PERSONALIZED DECENTRALIZED BILEVEL OPTIMIZA-TION OVER STOCHASTIC AND DIRECTED NETWORKS

Abstract

While personalization in distributed learning has been extensively studied, existing approaches employ dedicated algorithms to optimize their specific type of parameters (e.g., client clusters or model interpolation weights), making it difficult to simultaneously optimize different types of parameters to yield better performance. Moreover, their algorithms require centralized or static undirected communication networks, which can be vulnerable to center-point failures or deadlocks. This study proposes optimizing various types of parameters using a single algorithm that runs on more practical communication environments. First, we propose a gradient-based bilevel optimization that reduces most personalization approaches to the optimization of client-wise hyperparameters. Second, we propose a decentralized algorithm to estimate gradients with respect to the hyperparameters, which can run even on stochastic and directed communication networks. Our empirical results demonstrated that the gradient-based bilevel optimization enabled combining existing personalization approaches which led to state-of-the-art performance, confirming it can perform on multiple simulated communication environments including a stochastic and directed network.

1. INTRODUCTION

In distributed learning, providing personally tuned models to clients, or personalization, has shown to be effective when the clients' data are heterogeneously distributed (Tan et al., 2022) . While various approaches have been proposed, they are dedicated to optimizing specific types of parameters for personalization. A typical example is clustering-based personalization (Sattler et al., 2020) , which employs similarity-based clustering specifically for seeking client clusters. Another approach called model interpolation (Mansour et al., 2020; Deng et al., 2020) also specializes in optimizing interpolation weights between local and global models. These dedicated algorithms prevent developers from combining different personalization methods to achieve better performance. Another limitation of previous personalization algorithms is that they can run only on centralized or static undirected networks. Most approaches for federated learning (Smith et al., 2017; Sattler et al., 2020; Jiang et al., 2019) require centralized settings in which a host server can communicate with any client.
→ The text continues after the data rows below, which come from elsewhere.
PR #2500, opened 2024-11-13
Drop support for Python 3.8

mwaskom:
## Changelog

- Modal no longer supports Python 3.8, which has reached its [official EoL](https://devguide.python.org/versions/).


test/image_test.py
```diff
@@ -1063,7 +1063,7 @@ def get_hash(img: Image) -> str:
         spec_file=test_dir / "supports" / "test-conda-environment.yml",
         channels=["conda-forge", "my-channel"],
     )
-    assert get_hash(img) == "d9d4c9fe24769ce587877b9752a64486e8f7d8520731110bd2fa666de82f43fd"
+    assert get_hash(img) == "f8701ce500d6aa1fecefd9c2869aef4a13c77ab03925333c011d7eca60bbf08a"
```
mwaskom, line 1066: This isn't a real change to the Image recipe, but the support `test-conda-environment.yml` support file we use had `python_version: 3.8`, which I've updated to avoid other issues.

.github/workflows/ci-cd.yml
```diff
@@ -78,10 +78,14 @@ jobs:
...
       matrix:
         image-builder-version: ["2024.04", "2024.10"]
-        python-version: ["3.8", "3.13"]
+        python-version: ["3.9", "3.13"]
     steps:
       - uses: actions/checkout@v3
 
+      - uses: actions/setup-python@v5
+        with:
+          python-version: ${{ matrix.python-version }}
```
mwaskom, line 87: Whoops, we were always running this check on 3.8 anyway...

erikbern:
looks good! Looking forward to removing the `from typing import` shortly

ekzhang (commented):
I know you asked people to ✔️ but I'll let @freider 😅

freider:
🪓

.github/workflows/ci-cd.yml
```diff
@@ -91,7 +103,13 @@ jobs:
         run: |
           python -m venv venv
           source venv/bin/activate
-          pip install grpcio-tools==1.59.2 grpclib==0.4.7
+          if [ "${{ matrix.python-version }}" == "3.9" ]; then
```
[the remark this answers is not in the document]
mwaskom: This check is just meant to assert that we haven't added any third-party dependencies to `python -m modal._container_entrypoint` that aren't in the expected container requirements, so the specific way that we compile the protos isn't super important because whatever choice we make wouldn't introduce transitive dependencies. But (as we're discussing on Slack) there definitely are larger and trickier questions about our proto packaging!

mwaskom:
> But I think you need to bump the minor version again (?)

Yeah the workflow where subsequent commits introduce a merge conflict with the "reset the micro version" diff is annoying. I've been meaning to automate that (i.e. just detect a minor version bump and handle the micro version accordingly) in the CD workflow but it doesn't happen quite often enough to make that feel worthwhile...

PR #2505, opened 2024-11-13
Misc cluster interface improvements

thecodingwizard:
- Throw `InvalidError` if `get_cluster_info` is called outside a cluster
- Make clustered functions behave the same if size == 1 and if size > 1


thecodingwizard:
@prbot approve

mwaskom (commented):
👍

PR #2509, opened 2024-11-14
Send method definitions in FunctionPrecreateRequest

devennavani:
## Describe your changes

This PR modifies the client to include the "method definitions" in the `FunctionPrecreateRequest` for a class service function. As a reminder, the method definition of a class method contains its webhook config, function name, and function type. Method definitions were introduced because with the removal of method placeholder functions we won't have a function definition per class method anymore.

This change is more or less a no-op. `FunctionPrecreate`, which was modified server-side in [16997](https://github.com/modal-labs/modal/pull/16997), will now return a `FunctionHandleMetadata` for each method of the class containing the function name, function type, and derived (not claimed) web url, but I haven't modified the client to do anything with this method handle metadata yet.

And if we send the `method_definitions` as a part of the request, it means we're working with a class service, so we don't need to send a `webhook_config`, since class functions don't have a webhook config.

### DIFF
--- a/modal/functions.py
+++ b/modal/functions.py
@@ -523,6 +523,9 @@ class _Function(typing.Generic[P, ReturnType, OriginalReturnType], _Object, type
         _experimental_custom_scaling_factor: Optional[float] = None,
     ) -> None:
         """mdmd:hidden"""
+        # Needed to avoid circular imports
+        from .partial_function import _find_partial_methods_for_user_cls, _PartialFunctionFlags
+
         tag = info.get_tag()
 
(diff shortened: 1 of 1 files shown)


devennavani:
@prbot approve

mwaskom:
> And if we send the method_definitions as a part of the request, it means we're working with a class service, so we don't need to send a webhook_config, since class functions don't have a webhook config.

Non-constructive comment but it's sort of dissastisfying that we still have this complexity in the object model. Not sure I know what the answer is, though.

PR #2510, opened 2024-11-14
Add `_method_functions` attribute to `_Function`

devennavani:
## Describe your changes

This PR adds a `_method_functions` attribute to `_Function`. It is a mapping between method names (strings) and `_Function` objects. Only class service `_Function`s will have this mapping populated. Th use of this attribute will effectively replace the use of the current `_method_functions` attribute on `_Cls`. For example, `MyClass.foo` will look up the `foo` key in the `_method_functions` mapping on the class service function for `MyClass`.

This mapping will be populated in the `_Function.from_args` / `_Function.lookup` invocations for the class service function. As of this PR each `_Function` value of the mapping will be un-hydrated. Further PRs will add the code to hydrate these objects based on the `FunctionHandleMetadata` returned by the server for each class method. Note that these `_Function` objects will not correspond to unique functions on the backend, e.g. the `object_id` of all the `_Function`s in the mapping will be the function ID of the class service function.

`_bind_method_old` will go away with the client version that stops creating method placeholder functions.


devennavani:
@prbot approve

modal/functions.py
```diff
@@ -954,6 +988,12 @@ async def _load(self: _Function, resolver: Resolver, existing_object_id: Optiona
         obj._is_method = False
         obj._spec = function_spec  # needed for modal shell
 
+        if info.user_cls:
+            obj._method_functions = {}
```
freider, line 992: I feel like the `_method_functions` should be living on the `_Cls` object instead, since _Function is quite large and complicated as it is, and the methods would only ever get used through the class anyway.

modal/functions.py
```diff
@@ -338,6 +339,40 @@ def _bind_method(
     ):
         """mdmd:hidden
 
+        Creates a _Function that is bound to a specific class method name. This _Function is not uniquely tied
+        to any backend function -- its object_id is the function ID of the class service function.
```
freider, line 343: I don't think the new "methods" should even have an object id or be fully fledged `_Function`s (apart from their functionality).

The outline of what I'd like to do is roughly:

* Pull out all the user-callable `_Function` functionality (.remote, .map etc.) into its own base class `_AbstractFunctionActions` with an abstract `_get_invocation_metadata() -> (use_object_id, use_method_name)` method that's used by all places that make function calls etc.
* Make both `_Function` and `_MethodHandle` inherit from `_AbstractFunctionActions` and override `_get_invocation_metadata` in their own way
* Class/instance service functions would be `_Function`s (with object ids and load-hydration etc.) but class methods would be "dumb" `MethodHandle` objects that "hydrate" using data from their service functions.

I think a structure like that would let us separate more of the class-specific from the function logic to make the latter less complicated and fragile.

freider (commented):
I think I'd like to take this a slightly different route. Maybe we should book a call to sync on how to proceed?

PR #2512, opened 2024-11-14
Update FunctionData proto with recently added Function fields

irfansharif:
Picking up the Function -> FunctionData migration work again. Catching up to some recent fields we added to the former, fields that will get "moved up" to the latter.

### DIFF
--- a/modal_proto/api.proto
+++ b/modal_proto/api.proto
@@ -1328,6 +1328,11 @@ message FunctionData {
   uint32 warm_pool_size = 4;
   uint32 concurrency_limit = 5;
   uint32 task_idle_timeout_secs = 6;
+  // When the function is a "grouped" one, this records the # of tasks we want
+  // to schedule in tandem.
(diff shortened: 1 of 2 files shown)


modal_proto/api.proto
```diff
@@ -1350,13 +1361,13 @@ message FunctionData {
...
 
-  // When the function is a "grouped" one, this records the # of tasks we want
-  // to schedule in tandem.
-  uint32 _experimental_group_size = 19;
-
   Schedule schedule = 20;
 
   reserved 21;
+
+  bool untrusted = 27; // If set, the function will be run in an untrusted environment.
```
mwaskom, line 1368: Did we ever end up using this btw?

mwaskom (approved):

modal_proto/api.proto
irfansharif: Not yet, never trust @pawalt with anything

PR #2514, opened 2024-11-14
Hydrate `_method_functions` attribute on `_Function`

devennavani:
## Describe your changes

This PR adds code to hydrate each of the `_Function` objects in the newly added `_method_functions` mapping on `_Function`.

Note that `_Function._method_functions` is not yet being used anywhere.

This hydration occurs after the results of `FunctionPrecreate`, `FunctionCreate`, and `FunctionGet` are received. This PR is a no-op for the latter two, since the client is not yet sending `method_definitions` in the definition for the class service function, so `FunctionHandleMetadata.method_handle_metadata` from the server's RPC response will be empty.

For `FunctionPrecreate`, `FunctionHandleMetadata.method_handle_metadata` will be populated since we're [now sending the method definitions](https://github.com/modal-labs/modal-client/pull/2509) in `FunctionPrecreateRequest`, so `_Function._method_functions` will at minimum be hydrated with function names+types and web urls.


modal/functions.py
```diff
@@ -517,6 +517,26 @@ def _deps():
         fun._spec = class_bound_method._spec
         return fun
 
+    def _hydrate_function_and_method_functions(
```
devennavani, line 520: changed my mind on this, renamed it to _hydrate so that it overrides `_Object`'s `_hydrate` method, in this PR: https://github.com/modal-labs/modal-client/pull/2525

this is because sometimes we call obj._hydrate and I don't want to have to check `isinstance(obj, Function` and then call `obj._hydrate_function_and_method_functions`. it's cleaner to always call `._hydrate` and just have this special logic for `_Function`.

freider:
Discussed over hangout 👍

PR #2515, opened 2024-11-15
Add log when receiving cancellation signal for a single input.

danielshaar:
Missed this case when adding the log in the IOContext cancel() call. For single inputs, we just issue a SIGUSR1 and the signal handler then does the task cancellation. Everything works as intended, just missing the log.


danielshaar:
@prbot approve

PR #2657, opened 2024-12-13
Don't import aiohttp in global scope

erikbern:
This cuts down the time it takes to run `import modal` from about 205ms to about 135ms on my devbox, i.e. a 70ms improvement. Pretty good!

Actually it might even be more. With `python -X importtime -c 'import modal'` I see a speed up of about 70ms. When I run `time python -c 'import modal'`, I see a speedup of about 80-90ms.

Note that the impact might be 2x in many cases since it removes it both locally and in the container.

I don't _love_ this code though, it's a bit janky. The reason it's complex is that we were subclassing an `aiohttp` internal class in global scope so we had to break it out into a submodule that's optionally imported. Maybe there's a more elegant way to do it?

Note that we couldn't have done this without #2656 since `ipykernel` actually imports `aiohttp` too (among other things).

### DIFF
--- a/modal/_runtime/user_code_imports.py
+++ b/modal/_runtime/user_code_imports.py
@@ -55,42 +55,37 @@ def construct_webhook_callable(
     webhook_config: api_pb2.WebhookConfig,
     container_io_manager: "modal._runtime.container_io_manager.ContainerIOManager",
 ):
+    # Note: aiohttp is a significant dependency of the `asgi` module, so we import it locally
+    from modal._runtime import asgi
+
     # For webhooks, the user function is used to construct an asgi app:
     if webhook_config.type == api_pb2.WEBHOOK_TYPE_ASGI_APP:
         # Function returns an asgi_app, which we can use as a callable.
-        from modal._runtime.asgi import asgi_app_wrapper
-
-        return asgi_app_wrapper(user_defined_callable(), container_io_manager)
+        return asgi.asgi_app_wrapper(user_defined_callable(), container_io_manager)
 
     elif webhook_config.type == api_pb2.WEBHOOK_TYPE_WSGI_APP:
         # Function returns an wsgi_app, which we can use as a callable
-        from modal._runtime.asgi import wsgi_app_wrapper
-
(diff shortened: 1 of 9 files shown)


erikbern:
@mwaskom pointed out we're still importing `aiohttp` from containers – it can be seen by running `python -X importtime -c 'import modal._container_entrypoint'`

I'll fix

erikbern:
Ok, now when running `python -X importtime -c 'import modal._container_entrypoint' 2>&1 | tail -n 1`, it's consistently 200-210ms on `main`, vs consistently 127-130ms on this branch. So that's potentially a 70-80ms improvement for container cold start.

modal/_runtime/user_code_imports.py
```diff
@@ -66,20 +58,28 @@ def construct_webhook_callable(
     # For webhooks, the user function is used to construct an asgi app:
     if webhook_config.type == api_pb2.WEBHOOK_TYPE_ASGI_APP:
         # Function returns an asgi_app, which we can use as a callable.
+        from modal._runtime.asgi import asgi_app_wrapper
```
mwaskom, line 61: Nit, but it looks like we use this module in every branch (or raise an error) so could import it as `asgi` once at the top of the function?

erikbern: yeah good point, will fix

erikbern:
Added a test too. I verified that this test is failing on `main`.

test/supports/slow_dependencies_container.py
```diff
@@ -0,0 +1,10 @@
+# Copyright Modal Labs 2024
+import sys
+
+import modal  # noqa
```
mwaskom, line 4: Should this do `import modal._container_entrypoint`?

erikbern: 🤦

mwaskom (approved):
🐎

erikbern:
Thanks for spotting dumb mistakes in my code @mwaskom! Hoping this will be significant enough to show up in our benchmarks

PR #2658, opened 2024-12-13
Add `requires_proxy_auth` arg to webhooks

2022tgoel:
## Describe your changes

---

---

</details>

### DIFF
--- a/modal/partial_function.py
+++ b/modal/partial_function.py
@@ -334,6 +334,7 @@ def _asgi_app(
     *,
     label: Optional[str] = None,  # Label for created endpoint. Final subdomain will be <workspace>--<label>.modal.run.
     custom_domains: Optional[Iterable[str]] = None,  # Deploy this endpoint on a custom domain.
+    requires_proxy_auth: bool = False,  # Require Proxy-Authenticate HTTP Headers on requests to the endpoint
     wait_for_response: bool = True,  # DEPRECATED: this must always be True now
 ) -> Callable[[Callable[..., Any]], _PartialFunction]:
     """Decorator for registering an ASGI app with a Modal function.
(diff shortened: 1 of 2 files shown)


luiscape (changes requested):
We are missing a few places: `_wsgi_app`, `_web_server`, etc. Can you find instances of `api_pb2.WebhookConfig` and add this parameter everywhere?

modal/partial_function.py
```diff
@@ -332,6 +334,7 @@ def _asgi_app(
     *,
     label: Optional[str] = None,  # Label for created endpoint. Final subdomain will be <workspace>--<label>.modal.run.
     custom_domains: Optional[Iterable[str]] = None,  # Deploy this endpoint on a custom domain.
+    requires_proxy_auth: bool = False,  # Require Proxy-Authenticate HTTP Headers on requests to the endpoint
```
luiscape, line 337: `Proxy-Authenticate` is a response header. This requires the `Proxy-Authorization` request header.

luiscape (approved):
Please update comments as per review. Good to merge after. 

@mwaskom is this alright with you?

modal/partial_function.py
2022tgoel: 👍

modal/partial_function.py
```diff
@@ -332,6 +334,7 @@ def _asgi_app(
     *,
     label: Optional[str] = None,  # Label for created endpoint. Final subdomain will be <workspace>--<label>.modal.run.
     custom_domains: Optional[Iterable[str]] = None,  # Deploy this endpoint on a custom domain.
+    requires_proxy_auth: bool = False,  # Require Proxy-Authorization HTTP Headers on requests to the endpoint
```
mwaskom, line 337: Nit, but is "the endpoint" ambiguous for the asgi_app/wsgi_app/web_server decorators?

mwaskom (commented):
Couple questions:

- Would it make sense to cover this in the unit tests for these decorators?
- Do we need to do this in two steps (i.e., a proto PR, then do the client interface PR after we've enabled server support?)
- Can we add a changelog entry?

mwaskom:
Oops ... guess I'm a little later there.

Although a few studies (Lu et al., 2022; Marfoq et al., 2021) consider fully-decentralized settings, they assume that the communication edge between any clients is static and undirected (i.e., synchronized). These commutation networks are known to be vulnerable to practical issues, such as bottlenecks or central point failures on the host servers (Assran et al., 2019) , or failing nodes and deadlocks on the static undirected networks (Tsianos et al., 2012) . This study proposes optimizing various parameters for personalization using a single algorithm while allowing more practical communication environments. First, we propose a gradient-based Personalized Decentralized Bilevel Optimization (PDBO), which reduces many personalization approaches to the optimization of hyperparameters possessed by each client. Second, we propose Hyper-gradient Push (HGP) that allows any client to solve PDBO by estimating the gradient with respect to its hyperparameters (hyper-gradient) via stochastic and directed communications, that are immune to the practical problems of centralized or static undirected communications (Assran et al., 2019) . We also introduce a variance-reduced HGP to avoid estimation variance, which is particularly effective when communications are stochastic, providing its theoretical error bound.